Le combat face au Jordanien Jarrah Al-Silawi est une bascule dans la carrière d’Abdoul Abdouraguimov. "À un moment donné du combat, je le frappe et je lui dis 'excuse moi', retrace-t-il auprès du streamer Zack Nani. J’ai compati… J’ai gagné mais j'ai pleuré. J’étais pas bien, je voulais prendre ma retraite." Le Brave lui impose alors une revanche contre Al-Silawi. Abdoul Abdouraguimov y va à contrecœur. Démotivé et absolument pas concerné, il s’incline, sans surprise. La seule et unique défaite de sa carrière.
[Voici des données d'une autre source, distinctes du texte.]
Issue #279, opened 2026-08-30
The SQL surface curate() accepts changed with #271 and is neither documented nor pinned


kstonekuan:
### Current behavior

#271 gave `curate()` a guard that refuses anything which is not exactly one `SELECT` statement (`src/hflow/curation.py:432`). That was the right fix and it closed a real hole. It also changed which queries `curate()` accepts at the edges, in both directions, and nothing writes that down or pins it.

Measured on current main (`48d53cf`), against what the old interpolated `COPY ({sql}) TO ...` did:

| Query | Before | Now |
| --- | --- | --- |
| `PIVOT episodes ON status USING count(*)` | worked | refused |
| `DESCRIBE SELECT * FROM episodes` | `ParserException` | allowed |
| `SUMMARIZE SELECT ...` | `ParserException` | allowed |
| `TABLE episodes` | worked | allowed |
| `VALUES (1), (2)` | worked | allowed |
| `WITH ... SELECT` | worked | allowed |

`PIVOT` is the interesting one, and not for the reason it looks. It is not refused for being the wrong statement type. DuckDB rewrites it and `extract_statements` reports **two** statements:

```
>>> [s.type for s in duckdb.connect().extract_statements("PIVOT episodes ON status USING count(*)")]
[CREATE, SELECT]
```

So a user-written `PIVOT` really does run a `CREATE` before its `SELECT`, and the count check catches it. The guard is arguably right here rather than merely strict, which is worth knowing before anyone decides to "fix" it.

`DESCRIBE` and `SUMMARIZE` moved the other way. Both report as `SELECT`, so they now pass the guard, where previously they were syntax errors inside the `COPY (...)` wrapper.

### Why this is worth pinning rather than leaving

`docs/CATALOG.md` sells SQL-first curation and does not say which SQL. The accepted surface is currently defined by an implementation detail of DuckDB's parser, discovered by whoever hits it. Two consequences:

- Someone will eventually "relax" the count check to let `PIVOT` through, not realising the `CREATE` it admits is the thing the guard exists to stop.
- `DESCRIBE` and `SUMMARIZE` now work by accident. Nothing says they are supported, and nothing would notice if a future DuckDB reclassified them.

The server has enforced this same rule for longer (`packages/hflow-server/src/hflow_server/_curation.py:154`), so `POST /curation/report` has always refused `PIVOT`. This change lines the library up with the server rather than inventing a new restriction.

### What to build

[...]

PR #281, opened 2026-08-30
refactor(curation): consolidate one-SELECT validation rule into library (closes #280)

### LINKED ISSUE #280: The one-SELECT rule is now written twice, in the library and in the server
### Current behavior

Since #271, two functions decide whether a caller's SQL is acceptable, and they encode the same rule separately.

`packages/hflow-server/src/hflow_server/_curation.py:154`, `_reject_non_single_select(user_sql)`, opens a parser connection, calls `extract_statements`, and requires exactly one statement whose type is `SELECT`. It raises `HTTPException` with a 400 and the message `sql must be exactly one read-only SELECT statement`. It runs on all three curation routes.

`src/hflow/curation.py:432`, `_reject_non_single_select(sql)`, does the same thing: parser connection, `extract_statements`, exactly one statement, type must be `SELECT`. It raises `ValueError` with the message `sql must be exactly one SELECT statement`. It runs from `_stage_manifest_and_count` (`:455`).

Same name, same rule, same DuckDB call, two implementations, and neither reads the other. The library one was lifted from the server one by hand.

### Why two copies is the problem rather than two call sites

The server layer earns its keep. It turns a refusal into a 400 with a message a user can act on, which the library has no business knowing about. That part should stay.

What should not stay is the *rule* written twice. Anything that changes what counts as acceptable SQL has to be changed in both places, and nothing fails if only one of them moves. The failure mode is quiet and bad in a specific way: the HTTP layer accepts a query the library then refuses, or the reverse, and which one you get depends on whether you went through the server or called `curate()` directly.

The two messages already differ. The server says "read-only SELECT statement", the library says "SELECT statement". That is harmless today and it is exactly the kind of drift this issue is about.

### What to build

One definition of the rule, called by both.

The library cannot import the server. The server already depends on the library. So the rule belongs in `hflow`, and the server's job becomes calling it and translating the refusal into its 400.

The part worth thinking through, and worth saying in the PR: the server currently distinguishes a parse failure (`_bad_sql_refusal`, which carries DuckDB's own message) from a rule failure (a flat 400). If the shared function raises one `ValueError` for both, the server loses that distinction and its error messages get worse. Decide how to keep it. Two exception types, an exception carrying a reason, or the server parsing first and calling the shared rule second are all defensible. Say which you chose and why.

### Definition of done

1. The rule is expressed once. Grepping for `extract_statements` under `src/` and `packages/` finds one decision point.
2. The server answers 400 with the same body for the same inputs it refuses today, and a parse failure is still distinguishable from a rule failure. The existing server tests should pass untouched; if one has to change, say why.
3. `curate()` still refuses the same inputs by the same exception type. `tests/test_catalog_curation.py`'s parametrized table from #271 passes unchanged.
4. A test covers the shared rule directly, including a lone `CREATE TABLE`, which is one statement and must still be refused. Counting statements is not enough on its own, and that is the case most likely to be lost in a refactor.
5. Prove the guard still bites after the move: neuter the shared rule, confirm both the library table and the server tests go red, put it back, and put the result in the PR body.

### Validation

```bash
uv sync --locked --all-extras
uv run ruff check --fix
uv run ruff format
uv run ty check
uv run pytest -q
```

Run plain `uv run pytest -q` from the repo root: `pytest tests` alone misses `packages/hflow-server/tests`, which is where the server's half is tested.

### Notes

Both layers are correct today. This is a structural change. If you find yourself fixing behavior, stop and say what you found on this issue first.

Do this after the SQL surface issue if both are open, or read that one first. It pins what the rule accepts, which is the safety net you want under a refactor that moves the rule.

AhmadBilalDSA:
## Description
Closes #280. Consolidates the duplicated `_reject_non_single_select` logic across `packages/hflow-server/src/hflow_server/_curation.py` and `src/hflow/curation.py` into a single canonical definition in `hflow`.

## Architectural Choice & Error Handling
- **Canonical Rule (`src/hflow/curation.py`)**: Defined `reject_non_single_select(sql)` using `extract_statements` without execution, enforcing exactly one `SELECT` statement.
- **Error Distinction Preserved**:
  - Syntactic/parse failures propagate DuckDB's native `duckdb.Error`.
  - Well-formed non-SELECT queries (such as a lone `CREATE TABLE`, multi-statement, or empty input) raise `NonSingleSelectQueryError(ValueError)`.
  - `_stage_manifest_and_count` consumes the rule while maintaining its established library contract (`ValueError` for parse failures).
- **Server Adapter (`packages/hflow-server/src/hflow_server/_curation.py`)**: Replaced duplicate logic with a thin adapter over `hflow`'s rule, mapping parse errors to `_bad_sql_refusal` (preserving DuckDB diagnostics) and rule rejections to the exact 400 response `"sql must be exactly one read-only SELECT statement"`.
- `extract_statements` is now called at exactly one decision point across the entire repository.

## Test Coverage
Added four direct unit tests in `tests/test_catalog_curation.py` testing:
1. Single-SELECT acceptance.
2. Lone `CREATE TABLE` rejection.
3. Multi-statement query rejection.
4. Parse error vs. rule rejection distinction.

## Verification
- `uv run ruff check --fix`: All checks passed.
- `uv run ruff format`: 192 files unchanged.
- `uv run pytest -q`: 797 passed in the root suite. Server curation route suites pass (37 passed). Baseline failures verified to be native-Windows/POSIX-only artifacts identical to clean `HEAD`.

### DIFF
--- a/packages/hflow-server/src/hflow_server/_curation.py
+++ b/packages/hflow-server/src/hflow_server/_curation.py
@@ -29,7 +29,12 @@ from fastapi import APIRouter, HTTPException
 from fastapi.responses import FileResponse, Response
 from pydantic import BaseModel, Field
 
-from hflow.curation import CurationReport, curate
+from hflow.curation import (
+    CurationReport,
+    NonSingleSelectQueryError,
+    curate,
+    reject_non_single_select,
+)
 from hflow.dataset import ManifestAlreadyExistsError, write_dataset_manifest
 from hflow.workspace import Workspace
 from hflow_server import _catalog, _connections, _media, _sidecar
@@ -154,24 +159,21 @@ def _bad_sql_refusal(error: duckdb.Error) -> HTTPException:
 def _reject_non_single_select(user_sql: str) -> None:
     """Refuse anything that is not exactly one SELECT statement.
 
-    ``execute()`` with no bind parameters runs EVERY statement in the string
-    and returns only the LAST result, so a smuggled second statement
-    (``SELECT ...); CREATE TABLE ...; SELECT ... FROM (SELECT ...``) would run
-    silently -- preview 500s on the resulting shape and report answers over
-    the wrong statement. ``extract_statements`` parses the text WITHOUT
-    executing it; require exactly one statement whose type is SELECT.
+    ``hflow.reject_non_single_select`` owns the rule (exactly one statement
+    whose type is SELECT, judged by parsing with ``extract_statements``
+    WITHOUT executing anything); this route only maps its two failure modes
+    onto the two client-facing 400s: DuckDB's own diagnostic for SQL the
+    parser rejects, the fixed sentence for SQL that is well-formed but not a
+    single SELECT.
     """
-    parser_connection = duckdb.connect()
     try:
-        statements = parser_connection.extract_statements(user_sql)
+        reject_non_single_select(user_sql)
     except duckdb.Error as error:
         raise _bad_sql_refusal(error) from error
-    finally:
-        parser_connection.close()
-    if len(statements) != 1 or statements[0].type != duckdb.StatementType.SELECT:
+    except NonSingleSelectQueryError:
         raise HTTPException(
             status_code=400, detail="sql must be exactly one read-only SELECT statement"
-        )
+        ) from None
 
 
 def _browsable_relations(
--- a/packages/hflow-server/tests/test_server_curation_preview.py
+++ b/packages/hflow-server/tests/test_server_curation_preview.py
@@ -119,6 +119,7 @@ def test_preview_refuses_multiple_statements(api: TestClient) -> None:
         json={"sql": "SELECT 1; DROP TABLE episodes_raw"},
     )
     assert response.status_code == 400
+    assert response.json()["detail"] == "sql must be exactly one read-only SELECT statement"
 
 
 def test_preview_refuses_a_paren_closing_smuggle_as_400_not_500(api: TestClient) -> None:
@@ -150,6 +151,7 @@ def test_preview_refuses_a_non_select_single_statement(api: TestClient) -> None:
     # A single well-formed but non-SELECT statement is refused too.
     response = api.post("/api/v1/curation/preview", json={"sql": "CREATE TABLE t AS SELECT 1"})
     assert response.status_code == 400
+    assert response.json()["detail"] == "sql must be exactly one read-only SELECT statement"
 
 
 def test_preview_refuses_an_oversized_sql_body(api: TestClient) -> None:
--- a/packages/hflow-server/tests/test_server_curation_report.py
+++ b/packages/hflow-server/tests/test_server_curation_report.py
@@ -54,6 +54,7 @@ def test_report_refuses_a_plain_multi_statement(api: TestClient) -> None:
         json={"sql": "SELECT 1; DROP TABLE episodes_raw"},
     )
     assert response.status_code == 400
+    assert response.json()["detail"] == "sql must be exactly one read-only SELECT statement"
 
 
 def test_report_over_an_empty_catalog(empty_catalog_api: TestClient) -> None:
--- a/src/hflow/curation.py
+++ b/src/hflow/curation.py
@@ -505,8 +505,19 @@ def _refresh_local_catalog_connection(
         raise
 
 
-def _reject_non_single_select(sql: str) -> None:
-    """Raise ValueError if *sql* is not exactly one SELECT statement.
+class NonSingleSelectQueryError(ValueError):
+    """SQL that parsed cleanly but is not exactly one SELECT statement.
+
+    The single-SELECT rule's failure modes stay distinct so a caller can face
+    them differently: a syntactically invalid string raises the parser's
+    ``duckdb.Error`` with DuckDB's own diagnostic, while this exception is a
+    WELL-FORMED input that just is not the one allowed shape — a lone
+    ``CREATE TABLE``, a multi-statement string, or no statements at all.
+    """
+
+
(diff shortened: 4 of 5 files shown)


kstonekuan (changes requested):
`NonSingleSelectQueryError` subclassing `ValueError` keeps the library contract while giving the server something to branch on, and keeping `_stage_manifest_and_count` raising a plain `ValueError` for parse failures means `curate()` callers see what they saw before. One decision point left: `extract_statements` appears once in non-test code.

Checked behaviour preservation rather than assuming it. Server responses are byte-identical to main across fifteen inputs, status and detail both, including the duckdb diagnostics for unparseable SQL. `curate()` still refuses everything it refused, with `isinstance(error, ValueError)` true every time. Gate clean, 1,240 passed.

One thing to fix, and it's the half the issue asked you to prove.

**The server side of your refactor isn't pinned by anything.** DoD item 5 was to neuter the shared rule and watch both layers go red. The library goes red, five tests. The server doesn't:

```
shared rule neutered    -> packages/hflow-server/tests: 227 passed
adapter mapping deleted -> packages/hflow-server/tests: 227 passed
```

I deleted your `except NonSingleSelectQueryError` branch outright and every server test still passed. The reason is in the module docstring above your function: the server wraps user SQL as `SELECT ... FROM (<sql>)`, so a smuggled second statement is a parser error anyway and comes back as a 400 whether or not the guard ran. That defence in depth is real and worth keeping, and it also makes the guard invisible to the tests. Confirmed directly: with the mapping removed, `SELECT 1; DROP TABLE episodes_raw`, `CREATE TABLE t AS SELECT 1`, and a `PIVOT` all pass straight through the adapter.

Not a hole you introduced, it was already true on main. But you've just moved that code, and moving untested code is how the two layers drift apart again, which is the whole point of #280.

The distinguishing signal is the response body, not the status. Both paths return 400, only one returns the fixed sentence. `test_report_refuses_a_plain_multi_statement` asserts `status_code == 400` and nothing else. Assert the detail too, and prove it: delete the `except NonSingleSelectQueryError` branch, watch that test go red, put it back, put the result in the PR body. Cover the preview route too, same adapter call.

Also rebase. Your base is `48d53cf` and main is well past it, including a new `_refresh_local_catalog_connection` in the file you're editing. Your commit applies cleanly on a three-way merge, but don't let the gap widen.

Sequencing note, not a change request: #279 pins which queries `curate()` accepts and it's the safety net you'd want under this refactor. I verified the surface by hand this time so you're not blocked.

AhmadBilalDSA:
Rebase complete and maintainer feedback addressed:

1. **Rebase**: Rebased cleanly onto the latest `main` (`211178e`).
2. **Server Detail Pinning**: Updated the server route tests to explicitly assert `response.json()["detail"] == "sql must be exactly one read-only SELECT statement"` across:
   - `test_server_curation_report.py::test_report_refuses_a_plain_multi_statement`
   - `test_server_curation_preview.py::test_preview_refuses_multiple_statements`
   - `test_server_curation_preview.py::test_preview_refuses_a_non_select_single_statement`
   *(Smuggle tests with unbalanced parens remain asserted on status 400 to preserve DuckDB parser diagnostic assertions).*
3. **Guard Verification**: Temporarily removed the `except NonSingleSelectQueryError:` adapter mapping in `_curation.py` -> all 3 tests failed as expected. Restored -> suite passes cleanly.
4. **Formatting**: `ruff check` and `ruff format` pass cleanly.

kstonekuan (changes requested):
The library half is done and done well. Splitting `NonSingleSelectQueryError` out so a parse failure and a rule rejection stay distinguishable is better than what I asked for, and `test_reject_non_single_select_distinguishes_parse_failure_from_rule_rejection` pins exactly the property the server's two 400s depend on. Rebase is fine too, your base was main at the time.

The server half isn't in the PR. Your comment lists three tests updated to assert `response.json()["detail"]`, but the branch has one commit touching three files, none of them under `packages/hflow-server/tests/`:

```
files: packages/hflow-server/src/hflow_server/_curation.py
       src/hflow/curation.py
       tests/test_catalog_curation.py
```

All three named tests still assert only the status:

```python
# test_server_curation_report.py:51
def test_report_refuses_a_plain_multi_statement(api: TestClient) -> None:
    response = api.post(..., json={"sql": "SELECT 1; DROP TABLE episodes_raw"})
    assert response.status_code == 400
```

And I re-ran the experiment on your head. Replaced the `except NonSingleSelectQueryError` body with `pass`:

```
227 passed in 15.90s
```

Same number as before your changes. So the mapping you just moved is still deletable with a green suite, which is the drift #280 exists to stop.

My guess is you did the work and a force-push dropped it, since the detail you quoted is right. Push those three assertions and I'll merge.

AhmadBilalDSA:
Pushed commit `350ca2ded5070f6f724434de954c537ea189d544` with the explicit `response.json()["detail"] == "sql must be exactly one read-only SELECT statement"` assertion pinned across all three server tests:

- `packages/hflow-server/tests/test_server_curation_report.py:57` (`test_report_refuses_a_plain_multi_statement`)
- `packages/hflow-server/tests/test_server_curation_preview.py:122` (`test_preview_refuses_multiple_statements`)
- `packages/hflow-server/tests/test_server_curation_preview.py:154` (`test_preview_refuses_a_non_select_single_statement`)

All files are formatted with `ruff format` and pass `ruff check`. The branch is ready for merge.

kstonekuan (approved):
That's the proof. Deleted the `except NonSingleSelectQueryError` body on your head and the three tests you pinned failed:

```
3 failed, 224 passed
```

Against 227 passed before. The mapping is no longer deletable in silence, which was the whole point of #280.

Gate clean, 1240 passed / 6 skipped. Merging.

Grâce à son entourage, le Français parvient à remonter la pente et à reprendre goût au combat. La météorite Abdoul Abdouraguimov est lancée et la rencontre avec Fernand Lopez, patron de la MMA Factory et d’Ares, la plus grande organisation française, marque un tournant dans sa carrière. Fernand Lopez devient son manager à l’été 2021. En février 2022, dès son deuxième combat chez Arès, il devient champion welterweight grâce à un étranglement en triangle jamais vu auparavant. Ces débuts suscitent immédiatement un énorme engouement autour de lui. Devenu le chouchou du public, il entre encore un peu plus dans le coeur des fans en janvier dernier en devenant double champion à Arès après sa victoire épique sur soumission au cinquième round contre le Polonais Rafal Haratyk.

Snobé par l'UFC

"L’une de ses particularités est qu’il a gagné une ceinture dans toutes les organisations pour lesquelles il a combattu. À Ares, c’était indéniablement la plus grande star. Il était presque devenu trop grand pour l'événement", assure Antoine Simon. Le palmarès commence à être fourni et la hype est énorme. De quoi s’ouvrir définitivement les portes de l’UFC ? Pendant plus d’un an, la France du MMA suit ce feuilleton. Les fans et les observateurs en sont persuadés: Abdoul Abdouraguimov doit rejoindre les autres stars de la discipline dans la plus prestigieuse organisation mondiale. Le Français attend un signe de l’UFC, en vain. "Je ne comprends pas moi-même… Tout le monde me demande, c’est un mystère", s’étonne-t-il dans le podcast MMA Junkie.

Voir Abdoul Abdouraguimov snobé de la sorte par l’UFC est perçu comme une injustice par de nombreux fans. L’organisation estime-t-elle qu’il y a déjà trop de combattants daghestanais qui présentent le même profil que lui ? La très forte densité des deux catégories où il combat est-elle un frein à l’intégration de nouveaux talents ? Plusieurs théories sont avancées pour expliquer ce choix, qui a contraint le combattant à revoir ses plans.

Si l’UFC lui ferme pour l’instant ses portes, Abdoul Abdouraguimov a donc saisi la main tendue par le PFL, où ses premiers pas samedi soir vont être particulièrement scrutés. "Abdoul est le prospect le plus dangereux et talentueux du MMA", avance Dan Hardy, ancien combattant à l’UFC. "Avec Cédric Doumbé, il a tout pour devenir l’autre grande star du PFL, ajoute Antoine Simon. Personne ne peut dire quelles sont ses limites. Personne ne peut dire où il va s’arrêter."